A class used to manage sessions with EMMAA’s query database.

add_model_from_s3(model_id, config=None, number_of_updates=3, bucket='emmaa')[source]

Add data for one model from S3 files.

add_statements(model_id, date, stmt_jsons, max_updates=3)[source]

Add statements to the database.

Parameters
  • model_id (str) – The standard name of the model to add statements to.

  • date (str) – The date when the model was generated.

  • stmt_jsons (list[dict]) – A list of statement JSONs to add to the database.

  • max_updates (int) – The maximum number of model states to keep in the database. If it is reached, the oldest model state will be deleted.

Returns

True if the statements were added successfully, False otherwise.

Return type

bool

build_from_s3(number_of_updates=3, bucket='emmaa')[source]

Build the database from S3 files. NOTE: This deletes existing database entries and repopulates the tables.

delete_statements(model_id, date)[source]

Delete statements from the database.

get_latest_date(model_id)[source]

Get the oldest date this model is available for.

Parameters

model_id (str) – The standard name of the model.

Returns

The oldest date this model is available for.

Return type

str

get_number_of_dates(model_id)[source]

Get the number of unique dates this model is available for.

Parameters

model_id (str) – The standard name of the model.

Returns

The number of unique dates this model is available for.

Return type

int

get_number_of_statements(model_id, date=None)[source]

Get the number of statements in a model.

Parameters
  • model_id (str) – The standard name of the model.

  • date (str) – The date when the model was generated.

Returns

The number of statements in the model.

Return type

int

get_oldest_date(model_id)[source]

Get the oldest date this model is available for.

Parameters

model_id (str) – The standard name of the model.

Returns

The oldest date this model is available for.

Return type

str

get_path_counts(model_id, date=None)[source]

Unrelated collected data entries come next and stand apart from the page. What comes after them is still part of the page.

PR #119, opened 2016-06-10
Case-insensitive handling of headers

sandstrom:
https://www.w3.org/Protocols/rfc2616/rfc2616.html

### DIFF
--- a/addon/mixins/ajax-request.js
+++ b/addon/mixins/ajax-request.js
@@ -44,7 +44,7 @@ const JSONAPIContentType = 'application/vnd.api+json';
 function retrieveHeader(headers, name) {
   let found = null;
   
-  Object.keys(headers).find((key) => {
+  Object.keys(headers).forEach((key) => {
     let value = headers[key];
     
     if (value.toLowerCase() === name.toLowerCase()) {
--- a/addon/mixins/ajax-request.js
+++ b/addon/mixins/ajax-request.js
@@ -42,16 +42,13 @@ const JSONAPIContentType = 'application/vnd.api+json';
 // Header names are case-insensitive
 // https://www.w3.org/Protocols/rfc2616/rfc2616.html
 function retrieveHeader(headers, name) {
-  let found = null;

Get the path counts for statements.

Parameters
  • model_id (str) – The standard name of the model.

  • date (str) – The date when the model was generated.

Returns

A dictionary mapping statement hashes to the number of times they were used in the paths.

Return type

dict[str, int]

get_statements(model_id, date=None, offset=0, limit=None, sort_by=None, stmt_types=None, min_belief=None, max_belief=None)[source]

Load the statements by model and date.

Parameters
  • model_id (str) – The standard name of the model to get statements for.

  • date (str) – The date when the model was generated.

  • offset (int) – The offset to start at.

  • limit (int) – The number of statements to return.

Returns

A list of statements corresponding to the model and date.

Return type

list[indra.statements.Statement]

get_statements_by_hash(model_id, date, stmt_hashes)[source]

Get statements by hash.

Parameters
  • model_id (str) – The standard name of the model to get statements for.

  • date (str) – The date when the model was generated.

  • stmt_hashes (list[str]) – A list of statement hashes to get statements for.

Returns

A list of statements corresponding to the model and date.

Return type

list[indra.statements.Statement]

update_statements_path_counts(model_id, date, path_counts)[source]

Update the path counts for statements. The update is incremental because we can have the statement used in the paths in different test corpora.

Parameters
  • model_id (str) – The standard name of the model.

  • date (str) – The date when the model was generated.

  • path_counts (dict[int, int]) – A dictionary mapping statement hashes to the number of times they were used in the paths.